Die Schweiz zieht das Urteil im Fall Dogu Perincek wegen seiner Äusserungen zum Völkermord an den Armeniern an die Grosse Kammer des Europäischen Gerichtshofs für Menschenrechte (EGMR) weiter. Sie will wissen, wie gross ihr Spielraum bei der Anwendung der Antirassismusstrafnorm ist.
Das Gericht hatte die Schweiz gerügt. Die Schweiz werde den EGMR um eine Neubeurteilung durch die Grosse Kammer ersuchen, teilte das Bundesamt für Justiz am Dienstag mit. Die Neubeurteilung soll Klarheit darüber schaffen, welchen Spielraum die Schweizer Behörden bei der Anwendung der Antirassismusstrafnorm haben.

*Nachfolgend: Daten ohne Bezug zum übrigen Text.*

PR #195, opened 2017-12-22
Fix integrations watcher

mmvsha:
**BEFORE:**
Changing account, balance, locking metamask is not recognized in the interface

**AFTER:**
Changing account, balance, locking metamask is recognized in the interface

Actual changes are in:
- `src/integrations/metamask/index.js`
- `src/integrations/injectedWeb3.js`

Other files are only eslint fixes

### DIFF
--- a/src/integrations/metamask/index.js
+++ b/src/integrations/metamask/index.js
@@ -13,6 +13,15 @@ class Metamask extends InjectedWeb3 {
    * This allows "fallback providers" like a remote etherium host to be used as a last resort.
    */
   static providerPriority = 90
+  static watcherInterval = 1000
+
+  constructor() {
+    super()
+    this.watcher = setInterval(() => {
+      this.watch('account', this.getAccount)
+      this.watch('balance', this.getBalance)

Der EGMR war in seinem Urteil vom 17. Dezember zum Schluss gekommen, dass die Schweiz mit der Verurteilung des türkischen Nationalisten wegen Rassendiskriminierung das Recht auf freie Meinungsäusserungen verletzt hatte.
Dogu Perincek hatte 2005 in mehreren Reden in der Schweiz den Völkermord an den Armeniern von 1915 bis 1917 im Osmanischen Reich als «internationale Lügen» bezeichnet. Die Waadtländer Justiz verurteilte ihn wegen Rassendiskriminierung.

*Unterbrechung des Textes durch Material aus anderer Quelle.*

PR #208, opened 2024-02-22
fix:Monitoring on the cluster overview page should be displayed in cluster dimensions

yang1666204:
## Summary
Modify the parameters of the monitoring query request to get names of clusters.

image


daolanx (approved):
+1

PR #213, opened 2024-02-28
feat:Modify backup policy

yang1666204:
## Summary

1. Add a page to modify the backup policy.
2. Separate some components from the new backup page to be shared by the modified backup page, such as: AdvancedConfiguration, BakMethodsList and ScheduleSelectComp, etc.

## Description
The page for modifying the backup policy has two states, editable state and display state.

Das Bundesgericht bestätigte das Urteil. Die Gesellschaft Schweiz-Armenien hatte sich nach dem Urteil dafür stark gemacht, dass die Schweiz Rekurs vor der grossen Kammer einlegt.
Gesellschaft Schweiz-Armenien «sehr erfreut»
Die Gesellschaft Schweiz-Armenien freut sich über den Weiterzug des Urteils im Fall Perincek an die Grosse Kammer des Europäischen Gerichtshofs für Menschenrechte (EGMR). Sie hofft, dass dadurch das für Dogu Perincek günstige Urteil widerlegt wird.
«Wir sind besonders glücklich» über den Entscheid aus Bern, sagte Sarkis Shahinian, Ehrenpräsident der Gesellschaft Schweiz-Armenien, am Dienstag auf Anfrage der Nachrichtenagentur sda. Es sei zudem von hoher Symbolkraft, dass der Nationalrat am gleichen Tag eine Motion von Oskar Freysinger zum Thema abgelehnt habe.
Der Walliser SVP-Nationalrat forderte, die Antirassismusstrafnorm mit dem internationalen Pakt über bürgerliche und politische Rechte vereinbar zu machen. Der Bundesrat war gegen das Anliegen.
Der Pakt der UNO lasse es zu, die freie Meinungsäusserung unter gewissen Voraussetzungen einzuschränken, sagte Justizministerin Simonetta Sommaruga. Der Nationalrat lehnte die Motion am Dienstag mit 129 zu 55 Stimmen ab.